Work order
Determine how many lines in the records hold "classes", then give that number by itself.

Data listing
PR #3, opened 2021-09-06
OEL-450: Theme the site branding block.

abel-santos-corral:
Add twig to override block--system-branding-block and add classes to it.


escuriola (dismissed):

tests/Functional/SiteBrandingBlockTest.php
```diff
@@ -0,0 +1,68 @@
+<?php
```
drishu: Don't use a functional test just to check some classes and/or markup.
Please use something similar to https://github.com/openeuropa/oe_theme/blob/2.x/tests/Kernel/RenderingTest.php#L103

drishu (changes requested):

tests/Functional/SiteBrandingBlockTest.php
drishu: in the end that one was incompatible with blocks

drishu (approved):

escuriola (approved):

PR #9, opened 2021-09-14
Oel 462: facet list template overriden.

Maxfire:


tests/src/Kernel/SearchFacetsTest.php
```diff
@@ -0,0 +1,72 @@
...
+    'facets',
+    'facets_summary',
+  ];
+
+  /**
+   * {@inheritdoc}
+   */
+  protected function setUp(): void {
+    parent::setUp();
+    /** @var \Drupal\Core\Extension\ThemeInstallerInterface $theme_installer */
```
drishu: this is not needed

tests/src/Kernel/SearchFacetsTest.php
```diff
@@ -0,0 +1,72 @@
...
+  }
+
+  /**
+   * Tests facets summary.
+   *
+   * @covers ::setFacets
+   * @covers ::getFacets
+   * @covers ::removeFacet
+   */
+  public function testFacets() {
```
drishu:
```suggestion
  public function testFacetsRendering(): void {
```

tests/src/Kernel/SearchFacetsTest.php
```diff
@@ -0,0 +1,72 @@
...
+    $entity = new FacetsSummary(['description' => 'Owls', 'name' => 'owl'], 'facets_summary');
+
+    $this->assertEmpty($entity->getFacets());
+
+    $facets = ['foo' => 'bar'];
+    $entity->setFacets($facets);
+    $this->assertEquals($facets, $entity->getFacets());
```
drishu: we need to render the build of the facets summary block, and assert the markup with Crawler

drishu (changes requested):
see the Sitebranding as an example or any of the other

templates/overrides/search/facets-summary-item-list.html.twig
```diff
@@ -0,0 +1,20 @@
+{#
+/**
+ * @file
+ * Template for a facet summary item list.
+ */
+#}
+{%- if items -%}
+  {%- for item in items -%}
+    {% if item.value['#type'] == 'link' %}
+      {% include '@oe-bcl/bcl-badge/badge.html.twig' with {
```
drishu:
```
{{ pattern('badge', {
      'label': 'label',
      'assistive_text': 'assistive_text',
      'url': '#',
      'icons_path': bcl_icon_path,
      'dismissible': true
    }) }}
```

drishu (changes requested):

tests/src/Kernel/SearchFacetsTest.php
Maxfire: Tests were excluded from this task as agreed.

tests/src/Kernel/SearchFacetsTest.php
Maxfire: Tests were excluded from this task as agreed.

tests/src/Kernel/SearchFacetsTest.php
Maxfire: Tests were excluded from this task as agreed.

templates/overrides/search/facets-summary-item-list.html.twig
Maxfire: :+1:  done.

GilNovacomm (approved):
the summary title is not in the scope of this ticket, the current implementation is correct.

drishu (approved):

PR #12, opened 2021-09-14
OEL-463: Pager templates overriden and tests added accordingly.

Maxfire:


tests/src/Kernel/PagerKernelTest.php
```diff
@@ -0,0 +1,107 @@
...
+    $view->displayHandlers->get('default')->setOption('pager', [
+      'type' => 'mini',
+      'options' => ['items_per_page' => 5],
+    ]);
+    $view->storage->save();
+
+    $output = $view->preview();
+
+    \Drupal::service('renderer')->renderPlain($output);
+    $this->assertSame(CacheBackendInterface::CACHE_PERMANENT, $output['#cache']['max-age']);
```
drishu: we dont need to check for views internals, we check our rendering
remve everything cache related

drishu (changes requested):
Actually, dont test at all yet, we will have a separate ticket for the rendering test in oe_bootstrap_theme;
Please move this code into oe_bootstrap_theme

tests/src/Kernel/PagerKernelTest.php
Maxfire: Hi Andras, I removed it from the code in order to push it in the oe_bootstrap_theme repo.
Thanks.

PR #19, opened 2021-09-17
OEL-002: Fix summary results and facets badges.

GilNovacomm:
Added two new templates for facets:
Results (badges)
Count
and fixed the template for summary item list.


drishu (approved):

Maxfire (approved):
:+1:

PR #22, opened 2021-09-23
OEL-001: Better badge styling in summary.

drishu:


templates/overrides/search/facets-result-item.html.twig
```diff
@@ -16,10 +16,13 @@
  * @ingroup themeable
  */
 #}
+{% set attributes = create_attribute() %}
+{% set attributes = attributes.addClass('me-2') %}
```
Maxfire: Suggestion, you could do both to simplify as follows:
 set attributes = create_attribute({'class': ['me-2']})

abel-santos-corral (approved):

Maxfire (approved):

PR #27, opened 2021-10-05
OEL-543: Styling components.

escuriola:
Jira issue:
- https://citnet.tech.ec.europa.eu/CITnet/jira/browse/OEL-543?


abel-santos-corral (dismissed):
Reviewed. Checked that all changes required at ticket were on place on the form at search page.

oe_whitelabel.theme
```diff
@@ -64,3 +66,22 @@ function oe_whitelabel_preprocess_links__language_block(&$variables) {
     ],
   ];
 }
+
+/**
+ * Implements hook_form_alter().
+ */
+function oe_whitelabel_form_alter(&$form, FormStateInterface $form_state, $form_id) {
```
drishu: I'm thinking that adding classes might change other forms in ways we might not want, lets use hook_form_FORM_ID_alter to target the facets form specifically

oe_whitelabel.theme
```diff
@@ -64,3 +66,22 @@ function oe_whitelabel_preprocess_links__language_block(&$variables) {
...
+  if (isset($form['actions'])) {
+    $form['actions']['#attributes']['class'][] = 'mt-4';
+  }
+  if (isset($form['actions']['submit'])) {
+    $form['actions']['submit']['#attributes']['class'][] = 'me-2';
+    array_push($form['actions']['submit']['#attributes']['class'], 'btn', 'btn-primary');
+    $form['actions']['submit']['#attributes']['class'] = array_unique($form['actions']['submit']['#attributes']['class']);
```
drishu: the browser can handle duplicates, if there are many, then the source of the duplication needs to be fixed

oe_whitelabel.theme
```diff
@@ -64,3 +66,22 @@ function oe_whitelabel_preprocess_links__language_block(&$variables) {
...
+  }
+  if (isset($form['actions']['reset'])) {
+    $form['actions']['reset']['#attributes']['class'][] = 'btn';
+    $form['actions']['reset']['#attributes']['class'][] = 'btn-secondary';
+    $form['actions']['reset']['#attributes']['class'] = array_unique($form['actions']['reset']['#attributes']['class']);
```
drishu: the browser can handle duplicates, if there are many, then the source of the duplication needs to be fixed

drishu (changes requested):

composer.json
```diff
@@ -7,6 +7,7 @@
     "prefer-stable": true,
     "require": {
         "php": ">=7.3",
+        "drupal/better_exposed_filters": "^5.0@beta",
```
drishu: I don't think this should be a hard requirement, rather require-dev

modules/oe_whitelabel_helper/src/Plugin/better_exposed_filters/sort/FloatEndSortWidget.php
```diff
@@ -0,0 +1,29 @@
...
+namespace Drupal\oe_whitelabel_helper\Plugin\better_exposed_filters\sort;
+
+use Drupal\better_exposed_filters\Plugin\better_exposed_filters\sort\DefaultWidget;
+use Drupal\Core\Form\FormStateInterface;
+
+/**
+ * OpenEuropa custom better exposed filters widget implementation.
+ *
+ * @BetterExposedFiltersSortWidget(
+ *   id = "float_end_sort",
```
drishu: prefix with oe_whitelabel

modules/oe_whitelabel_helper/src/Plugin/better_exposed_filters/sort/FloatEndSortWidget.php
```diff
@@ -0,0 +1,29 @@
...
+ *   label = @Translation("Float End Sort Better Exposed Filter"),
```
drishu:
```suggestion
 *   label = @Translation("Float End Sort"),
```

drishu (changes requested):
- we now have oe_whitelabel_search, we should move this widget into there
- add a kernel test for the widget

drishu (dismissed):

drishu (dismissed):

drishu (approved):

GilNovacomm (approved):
* * *
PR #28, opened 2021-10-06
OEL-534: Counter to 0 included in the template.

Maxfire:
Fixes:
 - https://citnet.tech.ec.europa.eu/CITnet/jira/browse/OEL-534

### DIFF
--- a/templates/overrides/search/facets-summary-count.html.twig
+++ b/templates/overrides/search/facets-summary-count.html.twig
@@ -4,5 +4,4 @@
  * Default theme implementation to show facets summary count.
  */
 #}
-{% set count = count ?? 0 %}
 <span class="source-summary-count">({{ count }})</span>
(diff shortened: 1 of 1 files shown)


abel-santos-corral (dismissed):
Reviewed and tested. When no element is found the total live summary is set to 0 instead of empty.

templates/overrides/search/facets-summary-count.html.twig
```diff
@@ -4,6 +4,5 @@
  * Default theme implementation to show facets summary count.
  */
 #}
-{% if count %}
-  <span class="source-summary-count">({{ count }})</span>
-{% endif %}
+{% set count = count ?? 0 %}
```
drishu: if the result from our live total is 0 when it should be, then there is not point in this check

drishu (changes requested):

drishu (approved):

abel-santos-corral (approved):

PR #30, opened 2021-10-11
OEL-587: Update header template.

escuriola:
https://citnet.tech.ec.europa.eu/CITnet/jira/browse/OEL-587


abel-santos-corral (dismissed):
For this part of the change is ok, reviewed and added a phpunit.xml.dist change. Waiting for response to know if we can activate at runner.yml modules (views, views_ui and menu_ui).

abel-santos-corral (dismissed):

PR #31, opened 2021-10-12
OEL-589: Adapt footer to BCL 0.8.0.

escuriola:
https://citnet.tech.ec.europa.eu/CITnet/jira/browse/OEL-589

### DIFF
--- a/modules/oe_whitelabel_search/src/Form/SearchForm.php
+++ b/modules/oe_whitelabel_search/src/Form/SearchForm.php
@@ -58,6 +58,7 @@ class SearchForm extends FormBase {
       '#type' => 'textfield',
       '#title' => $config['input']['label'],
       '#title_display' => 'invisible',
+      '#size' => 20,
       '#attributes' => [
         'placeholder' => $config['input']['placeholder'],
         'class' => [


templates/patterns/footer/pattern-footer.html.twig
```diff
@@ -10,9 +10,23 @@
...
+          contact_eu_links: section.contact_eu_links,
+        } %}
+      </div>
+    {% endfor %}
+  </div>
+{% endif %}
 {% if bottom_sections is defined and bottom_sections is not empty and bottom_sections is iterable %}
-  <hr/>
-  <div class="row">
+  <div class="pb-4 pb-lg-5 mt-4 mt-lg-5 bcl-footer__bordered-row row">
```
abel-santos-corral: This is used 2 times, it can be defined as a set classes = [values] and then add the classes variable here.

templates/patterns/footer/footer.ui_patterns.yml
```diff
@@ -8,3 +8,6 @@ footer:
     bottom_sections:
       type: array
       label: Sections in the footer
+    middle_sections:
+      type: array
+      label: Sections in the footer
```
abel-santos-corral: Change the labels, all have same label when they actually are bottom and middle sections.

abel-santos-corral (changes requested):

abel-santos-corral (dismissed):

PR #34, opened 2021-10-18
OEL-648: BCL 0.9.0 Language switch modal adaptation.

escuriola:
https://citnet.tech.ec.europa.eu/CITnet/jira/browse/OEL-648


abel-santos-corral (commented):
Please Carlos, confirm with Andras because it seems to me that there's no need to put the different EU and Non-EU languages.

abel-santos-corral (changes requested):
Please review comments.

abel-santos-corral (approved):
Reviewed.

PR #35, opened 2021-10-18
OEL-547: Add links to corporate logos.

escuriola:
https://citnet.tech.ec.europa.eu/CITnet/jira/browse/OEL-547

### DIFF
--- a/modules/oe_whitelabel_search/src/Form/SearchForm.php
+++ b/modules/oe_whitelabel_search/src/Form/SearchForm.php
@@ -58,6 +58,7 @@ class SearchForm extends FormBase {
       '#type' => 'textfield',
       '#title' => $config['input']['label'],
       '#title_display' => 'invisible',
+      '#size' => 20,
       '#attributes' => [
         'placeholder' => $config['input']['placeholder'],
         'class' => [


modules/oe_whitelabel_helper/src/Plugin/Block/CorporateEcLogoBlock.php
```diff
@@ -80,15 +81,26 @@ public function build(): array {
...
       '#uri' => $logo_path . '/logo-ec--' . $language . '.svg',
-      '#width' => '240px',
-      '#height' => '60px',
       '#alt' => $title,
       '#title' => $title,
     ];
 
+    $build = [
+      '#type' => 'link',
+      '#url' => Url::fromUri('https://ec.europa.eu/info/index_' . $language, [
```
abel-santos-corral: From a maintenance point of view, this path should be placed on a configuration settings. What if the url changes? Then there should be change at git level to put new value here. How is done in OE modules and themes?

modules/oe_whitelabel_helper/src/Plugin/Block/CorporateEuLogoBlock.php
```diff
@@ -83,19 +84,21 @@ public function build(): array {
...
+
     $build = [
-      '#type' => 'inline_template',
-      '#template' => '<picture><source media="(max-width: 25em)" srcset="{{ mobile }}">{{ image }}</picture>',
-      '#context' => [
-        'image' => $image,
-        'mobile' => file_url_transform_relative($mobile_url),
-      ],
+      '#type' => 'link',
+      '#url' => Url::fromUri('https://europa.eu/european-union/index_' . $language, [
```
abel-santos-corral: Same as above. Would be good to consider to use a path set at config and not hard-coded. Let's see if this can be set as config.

Answer to this problem
4